In Cape Town in 2002, we talked of the importance of “all stakeholders taking responsibility for creating better forms of tourism”, the problem is obvious, as it is with climate change, if it is everybody’s responsibility, it can quickly become nobody’s. We called for “a more balanced relationship between hosts and guests in destinations” and recognised that this could only be achieved by local government, communities and businesses “cooperating on practical initiatives in destinations.”
Most of us aspire to be treated as guests when we travel, although often we lack awareness of how guests behave in our world’s diverse cultures and a fair number of us, in pursuit of hedonistic excess or out of ignorance, think we have bought the place for the price of an air ticket and a hotel room. Too often, tourists fail to behave as guests should, at least sometimes because they don’t know better.
The pain of tourism is felt in public spaces where residents, hosts, and guests rub up against each other, and there may be friction. I remember working in Slovenia on a Heritage Trail development project, looking down on a beautiful tranquil river as a screaming group of tourists shooting the rapids in a rib hove into sight. We heard them coming, and then we saw them, changing, spoiling, the whole sense of place. A form of pollution. One of the challenges in destination marketing is attracting tourists and day visitors who will “fit in” with the local communities and other tourists. Who do you want in your place?
Destinations, businesses, governments and local communities have to take some responsibility for who they attract, the marketing has many of the characteristics of an invitation; destinations are not powerless. The way a place is marketed and demarketed shapes the destination. Tourism results from the activities of producers, businesses and communities, consumers, the visitors, and the governments and national park authorities who set the rules within which the interactions occur. The behaviour of tourists is a part of the problem of making tourism better. Those travellers looking for a boozy stag party with a visit to the red light district, will not come if what they are looking for.

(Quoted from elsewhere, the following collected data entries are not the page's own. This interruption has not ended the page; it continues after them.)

PR #1672, opened 2021-03-24
fix: check dom element directly to determine if element is fullscreen in order to avoid unnecessary visualization rerenders

jenniferarnesen:
Instead of setting a state to trigger changes related to going fullscreen, the components that need to observe the state of fullscreen will now use the native web api and dom elements. This avoids a second render that was happening when going fullscreen.

The onResizeStop listener isn't needed anymore since each plugin individually handles size changes (in MapPlugin, LegacyPlugin, DV Plugin)

Some of the files are just function renaming.

Other improvement: do not create an ItemContextMenu when in edit mode.


src/components/Item/VisualizationItem/ItemContextMenu/__tests__/ItemContextMenu.spec.js
```diff
@@ -47,17 +47,28 @@ test('renders just the button when menu closed', () => {
 })
 
 test('renders exit fullscreen button', () => {
-    useSystemSettings.mockImplementationOnce(() => mockSystemSettingsDefault)
-    const props = Object.assign({}, defaultProps, {
-        isFullscreen: true,
-    })
-    const { container } = render(
+    useSystemSettings.mockImplementation(() => mockSystemSettingsDefault)
+    const gridItemClassName = `reactgriditem-${defaultProps.item.id}`
```
martinkrulltott:
```suggestion
    const gridItemClassName = getGridItemDomElementClassName(defaultProps.item.id)
```

martinkrulltott: Never mind, didn't realise this was the test code 🙈

jenniferarnesen: Did it anyway.

martinkrulltott (approved):

PR #1678, opened 2021-03-26
fix: makes Add filter button display only if there are available dimensions to filter

jenniferarnesen:
* hides Add filter button in dashboard control bar if no allowed filters
* adds related unit tests


jenniferarnesen:
Already merged in Tom's PR

PR #1692, opened 2021-03-31
fix: bump dv plugin to ^34.6.57 for v34

martinkrulltott:


martinkrulltott:
Note that the commit message is wrong, should've been `34.6.57`

jenniferarnesen (approved):

PR #1727, opened 2021-04-27
fix: namespace check issue

janhenrikoverland:
Ref 0997714d89580c3b76a7e2510d760edbc3084155


jenniferarnesen:
The changes to the snapshots have to do with changes that happened to material-ui/icons some time ago (https://github.com/mui-org/material-ui/pull/16258). Not sure why the snapshot are only being updated now.

But as long as the icons in the Item context menu and Edit item selector look correct, then it's good.

jenniferarnesen (approved):

PR #1756, opened 2021-05-10
chore: changes to redux structure for dashboards and selected property

jenniferarnesen:
The 2 major changes in this PR are
1. change redux structure so that `selected` contains all the info (except `starred`) about the selected dashboard. `dashboards` prop in redux is now solely focused on the list of dashboards and their starred status.
2. Get rid of the `Dashboard` controller - the file that all routes (view, edit, new, print) went through when rendering the route. This was to decouple the routes from state that it doesn't depend on. (like Edit and New do not need the list of dashboards). The eventual purpose was to simplify the implementation of offline dashboard.

Previous redux structure:
```
dashboards: {
    byId: {all dashboards mapped by id},
    dashboardItems: {dashboardItems of selected dashboard}
},
selected: {
    id: [dashboardId],
    isLoading: false/true
}
```

New redux structure: 
```
dashboards: {all dashboards mapped by id},
selected: {
    id,
    displayName,
    displayDescription,
    dashboardItems,
    access,
    restrictFilters,
    allowedFilters
}
```

Notes:
* `getCustomDashboards` has been moved to the "source" - where the dashboard is fetched in api/fetchDashboard.
* `Item/Item` - just spread the props rather than listing each one separately. Makes it easier to add/change props later
* `EditDashboard`, `PrintDashboard`, `PrintLayoutDashboard` - all separately make the api request for fetch dashboard. I know this is a little bit of code duplication, but the number of requests hasn't changed (actually reduced by one since the edit ActionsBar no longer requests the dashboard)
* `PrintDashboard` and `PrintLayoutDashboard` are mostly the same except for the `loadDashboard` code in the effect. It just looks like a lot of changes, but mostly code has shifted down or up in the file.
* `CacheableViewDashboard`: This file is used to show loading status while dashboard list is loading, and to handle the route id for the `view` route. This separation of concerns (this file vs ViewDashboard) is needed for the upcoming offline dashboard.

There is already decent Cypress coverage of the changes in this PR (loading, switching dashboard, going in and out of edit/new/print modes). But I'll look for additional tests to add.


src/pages/print/PrintLayoutItemGrid.js
```diff
@@ -21,7 +17,7 @@ import { getDomGridItemsSortedByYPos, getTransformYPx } from './printUtils'
 import { PRINT_LAYOUT } from '../../modules/dashboardModes'
 import { PAGEBREAK } from '../../modules/itemTypes'
 
-export class PrintLayoutItemGrid extends Component {
+class PrintLayoutItemGrid extends Component {
```
edoardo, line 20: Convert to functional component?

edoardo (approved):
It seems fine, I tested a bit, but I guess this is a candidate for a testing session.

src/pages/print/PrintLayoutItemGrid.js
jenniferarnesen: Will take a look in a separate PR

PR #1769, opened 2021-05-18
fix: all cypress tests in edit mode should check that view mode is displayed first

jenniferarnesen:
Some tests occasionally fail because a button (e.g. Share) is not yet visible. This change adds a check for each test that ensures that view mode has been rendered before moving on with the rest of the test.

### DIFF
--- a/cypress/integration/ui/edit_dashboard/edit_dashboard.js
+++ b/cypress/integration/ui/edit_dashboard/edit_dashboard.js
@@ -95,6 +95,16 @@ Given('I open existing dashboard', () => {
     cy.get(dashboardChipSel, EXTENDED_TIMEOUT)
         .contains(TEST_DASHBOARD_TITLE)
         .click()
+
+    cy.location().should(loc => {
+        const currentRoute = getRouteFromHash(loc.hash)
+
+        expect(nonViewRoutes).not.to.include(currentRoute)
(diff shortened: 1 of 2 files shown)


cypress/integration/ui/edit_dashboard/edit_dashboard.js
```diff
@@ -95,6 +95,16 @@ Given('I open existing dashboard', () => {
     cy.get(dashboardChipSel, EXTENDED_TIMEOUT)
         .contains(TEST_DASHBOARD_TITLE)
         .click()
+
+    cy.location().should(loc => {
+        const currentRoute = getRouteFromHash(loc.hash)
+
+        expect(nonViewRoutes).not.to.include(currentRoute)
```
martinkrulltott, line 102: This works, but my spontaneous thought was to check that it's a valid uid (i.e. valid format, not valid in the db).

martinkrulltott: Actually, maybe that's what you're doing on the line below though? 🤔

martinkrulltott (approved):

cypress/integration/ui/edit_dashboard/edit_dashboard.js
jenniferarnesen: Yepp

PR #1789, opened 2021-05-28
feat: hide periods based on system settings (DHIS2-11161)

martinkrulltott:
Implements [DHIS2-11161](https://jira.dhis2.org/browse/DHIS2-11161)

**Requires https://github.com/dhis2/analytics/pull/920**

Relates to https://github.com/dhis2/data-visualizer-app/pull/1721

---

### Key features

1. Populates `excludedPeriodTypes` with values from system settings
2. Changes all instances of `DAYS` and `WEEKS` from Analytics to `DAILY` and `WEEKLY`

---

### Description

Fetches props from system settings to be passed to `excludedPeriodTypes`. Based on the DV change (https://github.com/dhis2/data-visualizer-app/pull/1721). 

---

### TODO

- [ ] Move `getExcludedPeriodTypes` to Analytics?

---

### Screenshots

_see the Analytics PR_

### DIFF
--- a/src/pages/view/TitleBar/FilterDialog.js
+++ b/src/pages/view/TitleBar/FilterDialog.js
@@ -17,6 +17,15 @@ import {
     OrgUnitDimension,
     DIMENSION_ID_PERIOD,
     DIMENSION_ID_ORGUNIT,
+    DAILY,
+    WEEKLY,
+    WEEKLYWED,
+    WEEKLYTHU,
+    WEEKLYSAT,
+    WEEKLYSUN,
+    BIWEEKLY,
+    MONTHLY,
+    BIMONTHLY,
 } from '@dhis2/analytics'
 import {
     acAddItemFilter,
@@ -24,6 +33,7 @@ import {
 } from '../../../actions/itemFilters'
 import { sGetItemFiltersRoot } from '../../../reducers/itemFilters'
 import { useUserSettings } from '../../../components/UserSettingsProvider'
+import { useSystemSettings } from '../../../components/SystemSettingsProvider'
 
 const FilterDialog = ({
     dimension,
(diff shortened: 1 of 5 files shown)


src/pages/view/TitleBar/FilterDialog.js
```diff
@@ -90,6 +121,9 @@ const FilterDialog = ({
                     <PeriodDimension
                         selectedPeriods={selectedItems}
                         onSelect={commonProps.onSelect}
+                        excludedPeriodTypes={getExcludedPeriodTypes(
```
jenniferarnesen, line 124: Is the idea with making excludedPeriodTypes configurable in PeriodDimension that the app may want to be even more restrictive than the system settings? Could the app also enforce a less restrictive list than the system settings?

martinkrulltott: In my initial version of this, the fetching of system settings and excluding of periods were all done in Analytics itself. But it was decided to move it out to `excludedPeriodTypes` and let the apps decide which periods to exclude, since we want to keep the lib flexible and unopinionated. Also, since the apps already fetch the system settings, we avoid having a separate backend call in Analytics which would also lead to a having a loading spinner when you open the period dimension. 
So by letting the apps fetch the settings (which the already do, these are just additional props to the existing api request), we avoid both the loading spinner, an additional api request and opinionating Analytics.

So to answer the question, yes apps could provide any restrictions they want, regardless of the system settings.

jenniferarnesen: ok, if that's approved by the product manager, then ok with me.

jenniferarnesen (approved):

src/pages/view/TitleBar/FilterDialog.js
martinkrulltott: If what is approved?

PR #1795, opened 2021-05-31
fix: avoid loading user/groups in interpretations DHIS2-10625 v34

edoardo:
Backport.
Solves the issue of potentially loading a huge list of users when fetching user groups.
See https://jira.dhis2.org/browse/DHIS2-10625


jenniferarnesen (approved):

jenniferarnesen:
@edoardo Even though the Jira issue is in the title, could you write a short summary in the description of what the backport is?

PR #2144, opened 2022-10-30
fix: disable network checks [do not merge]

KaiVandivier:
This is a hotfix for local deployments that run into errors while disconnected from the internet (https://dhis2.atlassian.net/browse/DHIS2-12937)

The strategy is to make a fake `useOnlineStatus` hook that always returns `true` (and a fake `<OfflineTooltip>` component because that consumes `onlineStatus` too), then import the fakes in the existing files -- see `/src/online-status-fakes/`

This will be improved in the future by https://dhis2.atlassian.net/browse/LIBS-315

The idea is to make a bundle of this branch and include it in a custom WAR file for those offline deployments


KaiVandivier:
Closed in favor of #2145

PR #2145, opened 2022-10-31
fix: disable-network-checks using patch-package

jenniferarnesen:
This PR is an alternative to https://github.com/dhis2/dashboard-app/pull/2144. It shouldn't be necessary to do anything with the OfflineTooltip, since that component also uses the useOnlineStatus hook. This will also ensure that any other dependencies (i.e. from d2-ui, analytics, etc) that depend on online status will also get online: true.


KaiVandivier:
Looks great! This is a textual approval to avoid this getting merged accidentally 😁 ✅

I tested this pretty extensively both in a dev environment and a production build deployed on a local instance with the internet entirely disconnected.

jenniferarnesen:
This has been merged separately into a custom patch. Keeping the branch incase it is needed in the future.  
https://dhis2.atlassian.net/browse/LIBS-315

PR #2146, opened 2022-11-08
fix: bump ui dep with fix for cascade sharing (DHIS2-14361)

edoardo:
Actual bug fixed in https://github.com/dhis2/ui/pull/1177.

Before:
Screenshot 2022-11-08 at 15 24 38

After:
Screenshot 2022-11-08 at 13 54 58


KaiVandivier (approved):
Looks good :)

PR #2189, opened 2022-12-22
refactor: use native MessageChannel in place of postRobot

edoardo:
Experimental...


edoardo:
The plugin wrapper and sender components are going to be implemented in app-runtime and we are going to stick to postRobot, closing this PR.

PR #2199, opened 2023-01-05
fix: attempt at fixing re-render when interpretations panel toggles

edoardo:
The whole thing is quite complex, but basically the culprit is the `item` prop which changes its `h`(height) attribute when the interpretations panel is toggled.
This updated `item` object is required by React grid.
However, anything else in that object does not change when toggling the interpretations panel and re-render of the "visualizations" loaded in the item components is not necessary and not desired as it causes loading spinner and/or flashing of the visualization content.

The fix is basically to avoid relying on the whole `item` object in components that should not re-render when the item's height change.

Also, the `IframePlugin` is now wrapped in a `React.memo` and that required memoizing all the values for the props passed to the plugin.

Screenshots to show that the Visualization/IframePlugin components do not reload when the interpretations panel is toggled:

Screenshot 2023-01-05 at 15 07 18
Screenshot 2023-01-05 at 15 07 25

### DIFF
--- a/src/components/Item/VisualizationItem/Visualization/IframePlugin.js
+++ b/src/components/Item/VisualizationItem/Visualization/IframePlugin.js
@@ -18,12 +18,12 @@ import VisualizationErrorMessage from './VisualizationErrorMessage.js'
 const IframePlugin = ({
     activeType,
     filterVersion,
-    //    item,
     style,
     visualization,
     dashboardMode,
     dashboardId,
     itemId,
+    itemType,
 }) => {
     const { d2 } = useD2()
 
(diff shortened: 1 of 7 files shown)


jenniferarnesen (approved):

src/components/Item/VisualizationItem/Visualization/IframePlugin.js
```diff
@@ -146,14 +146,15 @@ const IframePlugin = ({
...
+                    itemType={itemType}
                     dashboardMode={dashboardMode}
                 />
             </div>
         ) : (
             <div style={style}>
                 <VisualizationErrorMessage
-                    //item={item}
+                    itemType={itemType}
+                    visualizationId={visualization.id}
```
jenniferarnesen, line 157: Is this the same as what was being calculated with `getVisualizationId` before?

jenniferarnesen (approved):

src/components/Item/VisualizationItem/Visualization/IframePlugin.js
edoardo: Yes:
https://github.com/dhis2/dashboard-app/pull/2199/files#diff-009a33196703f2c1b54a4360314f7e91351dc9b2323826f8a776c13d98ddc7a5L30
and
https://github.com/dhis2/dashboard-app/blob/master/src/modules/item.js#L21

Which is the AO in the `item` object, so the `id` is the AO's `id'.

PR #2228, opened 2023-03-01
fix: map plugin configuration

jenniferarnesen:
Maps need different handling when filtering since filters only apply to some map layers (thematic and event).


edoardo (commented):
Doesn't the module.css rename break `DataVisualizerPlugin.js` [here](https://github.com/dhis2/dashboard-app/blob/feat/map-plugin-latest/src/components/Item/VisualizationItem/Visualization/DataVisualizerPlugin.js#L5)?

jenniferarnesen:
> Doesn't the module.css rename break `DataVisualizerPlugin.js` [here](https://github.com/dhis2/dashboard-app/blob/feat/map-plugin-latest/src/components/Item/VisualizationItem/Visualization/DataVisualizerPlugin.js#L5)?

Is DataVisualizerPlugin even in use anymore?

PR #2254, opened 2023-03-19
fix: consolidate legacy and default plugin and fix resizing

jenniferarnesen:
This PR fixes 2 things:
- the offline message was not showing on EE maps. A blank item was shown, leading user to think the map just wasn't loading.
- The legacy plugin (old ER and EV) was not resizing in edit mode.
- Refactor: no longer need DefaultPlugin (merged together with LegacyPlugin) and MapPlugin (everything now handled in Visualization.js).

image


edoardo (approved):
It looks i18n.pot is loosing some strings that are needed (no filters, install app, plugin not available).

There's 1 lint error to fix.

On World Tourism Day the national government of India launched a ‘Responsible Traveller Guideline’, backed by celebrity videos. In Kerala and now in Madhya Pradesh, state governments have been shaping tourism to ensure that the livelihoods of local communities benefit through respectful Village Life Experiences – a genuine host-guest experience. The Responsible Tourism agenda requires that all stakeholders work together, as producers and consumers, to make tourism better.